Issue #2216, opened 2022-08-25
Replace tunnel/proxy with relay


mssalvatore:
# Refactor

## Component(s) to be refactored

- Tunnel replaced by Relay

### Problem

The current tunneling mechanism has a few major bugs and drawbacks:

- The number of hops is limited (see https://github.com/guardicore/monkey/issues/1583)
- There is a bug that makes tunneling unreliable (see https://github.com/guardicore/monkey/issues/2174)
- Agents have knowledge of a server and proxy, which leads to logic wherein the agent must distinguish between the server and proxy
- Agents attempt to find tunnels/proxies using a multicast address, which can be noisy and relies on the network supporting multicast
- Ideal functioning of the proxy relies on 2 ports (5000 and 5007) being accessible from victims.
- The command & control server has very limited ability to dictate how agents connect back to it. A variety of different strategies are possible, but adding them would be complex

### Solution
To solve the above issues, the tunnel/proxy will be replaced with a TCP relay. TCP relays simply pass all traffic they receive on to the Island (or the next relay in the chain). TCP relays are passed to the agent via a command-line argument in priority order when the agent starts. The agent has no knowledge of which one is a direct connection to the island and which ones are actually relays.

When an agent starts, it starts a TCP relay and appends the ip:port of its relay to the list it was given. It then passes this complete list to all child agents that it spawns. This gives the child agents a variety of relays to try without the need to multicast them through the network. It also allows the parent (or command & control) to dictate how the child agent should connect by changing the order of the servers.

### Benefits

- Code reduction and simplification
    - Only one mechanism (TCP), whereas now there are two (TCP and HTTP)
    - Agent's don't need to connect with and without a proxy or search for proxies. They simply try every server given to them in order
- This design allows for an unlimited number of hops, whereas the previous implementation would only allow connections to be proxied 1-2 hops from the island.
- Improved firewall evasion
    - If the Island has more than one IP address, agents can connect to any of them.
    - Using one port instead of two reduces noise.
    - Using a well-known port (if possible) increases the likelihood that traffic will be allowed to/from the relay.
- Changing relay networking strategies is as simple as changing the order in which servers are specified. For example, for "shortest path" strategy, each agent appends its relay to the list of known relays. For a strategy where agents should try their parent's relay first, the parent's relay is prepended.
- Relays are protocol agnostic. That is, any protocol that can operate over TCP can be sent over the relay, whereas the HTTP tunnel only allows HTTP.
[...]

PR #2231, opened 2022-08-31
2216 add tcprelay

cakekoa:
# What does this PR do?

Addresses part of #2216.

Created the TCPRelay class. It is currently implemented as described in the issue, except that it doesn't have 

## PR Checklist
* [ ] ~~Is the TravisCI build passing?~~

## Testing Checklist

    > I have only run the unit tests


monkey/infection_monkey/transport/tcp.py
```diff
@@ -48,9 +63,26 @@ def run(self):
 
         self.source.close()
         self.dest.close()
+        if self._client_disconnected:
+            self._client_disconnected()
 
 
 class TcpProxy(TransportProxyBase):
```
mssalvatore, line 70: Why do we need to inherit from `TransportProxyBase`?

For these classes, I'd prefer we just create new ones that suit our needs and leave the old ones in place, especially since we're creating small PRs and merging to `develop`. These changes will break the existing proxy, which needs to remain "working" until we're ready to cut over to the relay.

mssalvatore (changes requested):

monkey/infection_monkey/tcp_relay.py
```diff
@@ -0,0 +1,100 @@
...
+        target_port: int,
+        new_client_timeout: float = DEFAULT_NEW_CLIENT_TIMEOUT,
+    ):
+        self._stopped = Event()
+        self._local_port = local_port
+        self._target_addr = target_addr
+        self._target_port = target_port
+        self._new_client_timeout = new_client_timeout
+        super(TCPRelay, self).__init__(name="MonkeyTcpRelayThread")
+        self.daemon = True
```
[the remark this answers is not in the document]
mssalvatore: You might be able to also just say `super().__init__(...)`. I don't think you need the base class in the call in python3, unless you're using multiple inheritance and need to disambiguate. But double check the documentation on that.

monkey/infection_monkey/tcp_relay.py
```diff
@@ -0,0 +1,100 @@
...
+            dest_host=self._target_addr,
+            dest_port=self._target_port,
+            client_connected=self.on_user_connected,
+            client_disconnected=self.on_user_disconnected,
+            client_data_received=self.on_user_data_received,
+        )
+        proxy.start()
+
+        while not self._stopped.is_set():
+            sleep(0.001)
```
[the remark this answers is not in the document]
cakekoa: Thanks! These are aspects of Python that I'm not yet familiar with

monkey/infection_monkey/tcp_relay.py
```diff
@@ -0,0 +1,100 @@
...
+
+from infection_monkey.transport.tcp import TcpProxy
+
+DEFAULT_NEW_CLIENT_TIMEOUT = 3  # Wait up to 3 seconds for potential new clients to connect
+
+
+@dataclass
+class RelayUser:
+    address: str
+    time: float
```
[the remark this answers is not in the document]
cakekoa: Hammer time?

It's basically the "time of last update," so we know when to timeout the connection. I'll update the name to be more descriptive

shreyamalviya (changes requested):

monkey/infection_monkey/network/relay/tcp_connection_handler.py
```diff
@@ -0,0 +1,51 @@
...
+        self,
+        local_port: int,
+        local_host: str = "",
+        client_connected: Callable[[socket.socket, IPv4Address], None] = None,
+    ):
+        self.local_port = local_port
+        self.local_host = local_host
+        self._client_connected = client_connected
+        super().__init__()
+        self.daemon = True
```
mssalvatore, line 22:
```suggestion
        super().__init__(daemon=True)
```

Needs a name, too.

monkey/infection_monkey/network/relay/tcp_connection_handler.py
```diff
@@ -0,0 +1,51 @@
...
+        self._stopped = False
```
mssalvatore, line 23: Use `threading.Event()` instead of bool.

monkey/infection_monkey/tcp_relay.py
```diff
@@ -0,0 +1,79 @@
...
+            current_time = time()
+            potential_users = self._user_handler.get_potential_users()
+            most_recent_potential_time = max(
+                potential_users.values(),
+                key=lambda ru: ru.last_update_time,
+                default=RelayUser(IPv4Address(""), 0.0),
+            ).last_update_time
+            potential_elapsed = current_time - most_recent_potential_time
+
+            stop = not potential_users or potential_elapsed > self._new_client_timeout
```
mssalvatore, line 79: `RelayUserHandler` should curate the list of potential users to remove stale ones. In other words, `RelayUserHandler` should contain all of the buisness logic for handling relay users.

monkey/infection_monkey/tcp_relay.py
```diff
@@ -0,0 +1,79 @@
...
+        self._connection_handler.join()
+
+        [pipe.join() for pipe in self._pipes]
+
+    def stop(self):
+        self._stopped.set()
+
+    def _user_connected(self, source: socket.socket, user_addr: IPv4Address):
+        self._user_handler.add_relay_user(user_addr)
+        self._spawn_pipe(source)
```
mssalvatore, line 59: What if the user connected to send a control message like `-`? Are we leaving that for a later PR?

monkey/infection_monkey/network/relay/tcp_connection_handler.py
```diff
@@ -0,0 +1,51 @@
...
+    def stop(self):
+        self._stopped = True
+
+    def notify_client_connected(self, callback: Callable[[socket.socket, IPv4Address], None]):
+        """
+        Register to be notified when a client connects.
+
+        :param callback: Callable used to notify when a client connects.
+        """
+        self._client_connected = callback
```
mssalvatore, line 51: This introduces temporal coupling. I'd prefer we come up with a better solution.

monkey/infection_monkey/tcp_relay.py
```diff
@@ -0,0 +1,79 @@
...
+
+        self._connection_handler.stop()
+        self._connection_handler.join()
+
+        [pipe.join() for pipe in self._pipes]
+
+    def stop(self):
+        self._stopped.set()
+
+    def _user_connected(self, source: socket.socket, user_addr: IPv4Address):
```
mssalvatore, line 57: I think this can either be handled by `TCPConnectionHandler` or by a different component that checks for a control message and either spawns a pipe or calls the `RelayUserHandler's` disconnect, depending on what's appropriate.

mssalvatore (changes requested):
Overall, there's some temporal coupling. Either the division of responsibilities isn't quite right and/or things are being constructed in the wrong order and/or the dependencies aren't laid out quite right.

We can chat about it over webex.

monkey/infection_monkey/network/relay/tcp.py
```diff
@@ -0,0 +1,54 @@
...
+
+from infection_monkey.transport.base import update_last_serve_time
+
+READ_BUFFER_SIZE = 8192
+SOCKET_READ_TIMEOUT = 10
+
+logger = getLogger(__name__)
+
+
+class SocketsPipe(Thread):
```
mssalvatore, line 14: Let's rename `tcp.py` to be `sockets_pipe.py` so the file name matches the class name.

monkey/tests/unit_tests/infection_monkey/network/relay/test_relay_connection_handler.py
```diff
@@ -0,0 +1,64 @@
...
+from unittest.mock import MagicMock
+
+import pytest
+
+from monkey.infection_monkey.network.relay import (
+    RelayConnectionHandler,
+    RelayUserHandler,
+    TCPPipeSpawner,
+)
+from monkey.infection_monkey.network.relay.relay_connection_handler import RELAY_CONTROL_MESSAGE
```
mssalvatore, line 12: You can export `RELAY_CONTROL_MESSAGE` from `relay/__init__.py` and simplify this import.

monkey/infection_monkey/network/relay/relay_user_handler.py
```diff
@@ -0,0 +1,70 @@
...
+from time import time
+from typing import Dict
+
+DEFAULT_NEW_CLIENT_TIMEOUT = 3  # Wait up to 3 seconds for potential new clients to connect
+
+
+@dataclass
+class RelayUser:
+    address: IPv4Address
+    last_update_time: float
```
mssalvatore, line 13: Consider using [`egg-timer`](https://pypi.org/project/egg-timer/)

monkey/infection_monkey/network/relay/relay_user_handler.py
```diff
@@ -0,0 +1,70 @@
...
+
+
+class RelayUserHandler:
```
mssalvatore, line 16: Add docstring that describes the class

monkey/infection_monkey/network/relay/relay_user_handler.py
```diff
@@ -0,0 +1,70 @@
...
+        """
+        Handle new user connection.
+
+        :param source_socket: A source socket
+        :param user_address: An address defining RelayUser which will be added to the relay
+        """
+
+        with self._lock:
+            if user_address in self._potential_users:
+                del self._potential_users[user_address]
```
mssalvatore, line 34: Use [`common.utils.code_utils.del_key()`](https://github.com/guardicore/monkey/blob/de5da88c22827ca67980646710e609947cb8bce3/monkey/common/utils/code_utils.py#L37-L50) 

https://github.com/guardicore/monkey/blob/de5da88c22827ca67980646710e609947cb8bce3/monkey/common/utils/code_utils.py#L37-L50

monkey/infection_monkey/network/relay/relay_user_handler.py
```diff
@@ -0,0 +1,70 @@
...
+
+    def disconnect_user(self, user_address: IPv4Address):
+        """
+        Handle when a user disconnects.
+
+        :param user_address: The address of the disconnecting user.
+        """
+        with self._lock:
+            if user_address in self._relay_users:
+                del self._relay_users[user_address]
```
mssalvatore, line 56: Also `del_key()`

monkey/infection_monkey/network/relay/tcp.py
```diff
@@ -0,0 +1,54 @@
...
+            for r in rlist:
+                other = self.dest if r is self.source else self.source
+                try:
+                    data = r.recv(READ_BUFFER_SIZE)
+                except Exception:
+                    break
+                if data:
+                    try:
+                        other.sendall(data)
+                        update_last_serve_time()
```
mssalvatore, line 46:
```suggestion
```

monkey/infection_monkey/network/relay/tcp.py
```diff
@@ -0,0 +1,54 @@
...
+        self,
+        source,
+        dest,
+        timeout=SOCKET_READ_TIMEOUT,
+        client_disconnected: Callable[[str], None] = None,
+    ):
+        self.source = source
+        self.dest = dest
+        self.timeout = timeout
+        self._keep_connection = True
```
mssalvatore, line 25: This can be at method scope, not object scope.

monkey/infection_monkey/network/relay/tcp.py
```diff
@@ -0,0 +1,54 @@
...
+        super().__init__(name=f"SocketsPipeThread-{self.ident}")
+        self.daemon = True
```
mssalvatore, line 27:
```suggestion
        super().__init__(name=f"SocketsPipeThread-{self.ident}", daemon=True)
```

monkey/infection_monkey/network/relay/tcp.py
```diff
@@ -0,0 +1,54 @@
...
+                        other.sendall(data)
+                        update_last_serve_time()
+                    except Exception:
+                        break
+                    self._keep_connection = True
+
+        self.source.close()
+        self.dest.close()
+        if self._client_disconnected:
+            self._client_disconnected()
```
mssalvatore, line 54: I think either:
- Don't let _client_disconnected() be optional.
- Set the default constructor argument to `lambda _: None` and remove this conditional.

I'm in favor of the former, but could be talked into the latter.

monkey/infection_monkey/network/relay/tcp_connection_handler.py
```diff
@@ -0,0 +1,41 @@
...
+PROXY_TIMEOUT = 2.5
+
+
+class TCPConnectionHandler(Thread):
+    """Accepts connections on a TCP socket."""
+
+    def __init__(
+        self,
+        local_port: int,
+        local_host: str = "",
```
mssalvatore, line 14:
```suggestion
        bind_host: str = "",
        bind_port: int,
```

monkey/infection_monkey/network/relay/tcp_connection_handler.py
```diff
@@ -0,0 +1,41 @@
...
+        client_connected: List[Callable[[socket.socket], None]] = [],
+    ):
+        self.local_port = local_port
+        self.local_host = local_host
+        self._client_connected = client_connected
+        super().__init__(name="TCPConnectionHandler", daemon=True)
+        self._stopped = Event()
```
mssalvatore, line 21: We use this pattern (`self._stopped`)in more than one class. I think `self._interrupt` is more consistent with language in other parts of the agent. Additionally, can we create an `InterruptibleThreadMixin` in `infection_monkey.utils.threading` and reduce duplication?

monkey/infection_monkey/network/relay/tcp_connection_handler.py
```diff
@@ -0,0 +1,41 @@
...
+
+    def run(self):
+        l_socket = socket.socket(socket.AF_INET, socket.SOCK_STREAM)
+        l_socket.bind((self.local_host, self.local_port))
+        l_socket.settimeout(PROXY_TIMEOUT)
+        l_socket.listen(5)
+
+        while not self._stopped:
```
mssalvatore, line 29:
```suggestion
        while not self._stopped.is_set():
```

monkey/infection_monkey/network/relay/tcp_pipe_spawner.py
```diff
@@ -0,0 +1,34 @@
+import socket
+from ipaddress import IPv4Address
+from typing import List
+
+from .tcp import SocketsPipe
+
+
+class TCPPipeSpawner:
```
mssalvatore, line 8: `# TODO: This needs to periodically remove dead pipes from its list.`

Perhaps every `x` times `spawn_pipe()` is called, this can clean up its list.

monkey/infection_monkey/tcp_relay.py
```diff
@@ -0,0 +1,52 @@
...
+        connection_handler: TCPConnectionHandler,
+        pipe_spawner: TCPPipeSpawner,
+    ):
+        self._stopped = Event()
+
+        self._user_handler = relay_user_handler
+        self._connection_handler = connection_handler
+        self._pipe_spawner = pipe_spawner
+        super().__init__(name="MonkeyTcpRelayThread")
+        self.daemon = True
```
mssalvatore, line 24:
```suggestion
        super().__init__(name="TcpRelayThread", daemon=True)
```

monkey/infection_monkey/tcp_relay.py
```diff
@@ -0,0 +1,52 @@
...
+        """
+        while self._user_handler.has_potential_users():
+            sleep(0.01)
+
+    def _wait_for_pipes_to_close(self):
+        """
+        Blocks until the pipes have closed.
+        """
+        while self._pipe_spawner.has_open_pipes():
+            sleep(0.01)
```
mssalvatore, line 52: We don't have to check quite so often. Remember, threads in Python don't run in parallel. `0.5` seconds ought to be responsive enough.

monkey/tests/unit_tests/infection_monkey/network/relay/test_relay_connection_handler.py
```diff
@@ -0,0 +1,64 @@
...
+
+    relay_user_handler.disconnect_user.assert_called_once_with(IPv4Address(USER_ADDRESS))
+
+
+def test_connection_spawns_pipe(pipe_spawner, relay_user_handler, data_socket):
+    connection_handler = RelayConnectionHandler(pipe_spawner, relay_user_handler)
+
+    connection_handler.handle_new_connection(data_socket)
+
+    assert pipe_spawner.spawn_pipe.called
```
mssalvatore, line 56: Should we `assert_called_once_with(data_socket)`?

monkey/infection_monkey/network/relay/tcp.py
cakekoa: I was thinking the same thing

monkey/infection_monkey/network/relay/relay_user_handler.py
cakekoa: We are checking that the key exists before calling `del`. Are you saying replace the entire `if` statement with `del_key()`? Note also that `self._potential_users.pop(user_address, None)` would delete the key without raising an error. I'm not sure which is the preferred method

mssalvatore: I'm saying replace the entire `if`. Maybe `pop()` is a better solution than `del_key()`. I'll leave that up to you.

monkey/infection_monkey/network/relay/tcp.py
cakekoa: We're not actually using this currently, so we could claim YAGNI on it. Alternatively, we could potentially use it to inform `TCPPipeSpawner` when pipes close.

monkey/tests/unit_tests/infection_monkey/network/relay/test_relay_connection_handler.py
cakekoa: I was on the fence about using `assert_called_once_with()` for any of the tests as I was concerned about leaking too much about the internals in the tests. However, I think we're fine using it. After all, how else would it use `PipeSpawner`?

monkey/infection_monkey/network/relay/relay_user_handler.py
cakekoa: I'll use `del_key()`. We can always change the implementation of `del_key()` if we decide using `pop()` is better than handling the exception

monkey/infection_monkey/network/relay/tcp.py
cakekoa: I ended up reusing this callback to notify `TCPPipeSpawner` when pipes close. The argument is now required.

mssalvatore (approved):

--------------------

Action item | In the listing above, find the line with "- The command" and the line with "- Changing relay", then reproduce both and every line between them exactly.

Solution below |
- The command & control server has very limited ability to dictate how agents connect back to it. A variety of different strategies are possible, but adding them would be complex

### Solution
To solve the above issues, the tunnel/proxy will be replaced with a TCP relay. TCP relays simply pass all traffic they receive on to the Island (or the next relay in the chain). TCP relays are passed to the agent via a command-line argument in priority order when the agent starts. The agent has no knowledge of which one is a direct connection to the island and which ones are actually relays.

When an agent starts, it starts a TCP relay and appends the ip:port of its relay to the list it was given. It then passes this complete list to all child agents that it spawns. This gives the child agents a variety of relays to try without the need to multicast them through the network. It also allows the parent (or command & control) to dictate how the child agent should connect by changing the order of the servers.

### Benefits

- Code reduction and simplification
    - Only one mechanism (TCP), whereas now there are two (TCP and HTTP)
    - Agent's don't need to connect with and without a proxy or search for proxies. They simply try every server given to them in order
- This design allows for an unlimited number of hops, whereas the previous implementation would only allow connections to be proxied 1-2 hops from the island.
- Improved firewall evasion
    - If the Island has more than one IP address, agents can connect to any of them.
    - Using one port instead of two reduces noise.
    - Using a well-known port (if possible) increases the likelihood that traffic will be allowed to/from the relay.
- Changing relay networking strategies is as simple as changing the order in which servers are specified. For example, for "shortest path" strategy, each agent appends its relay to the list of known relays. For a strategy where agents should try their parent's relay first, the parent's relay is prepended.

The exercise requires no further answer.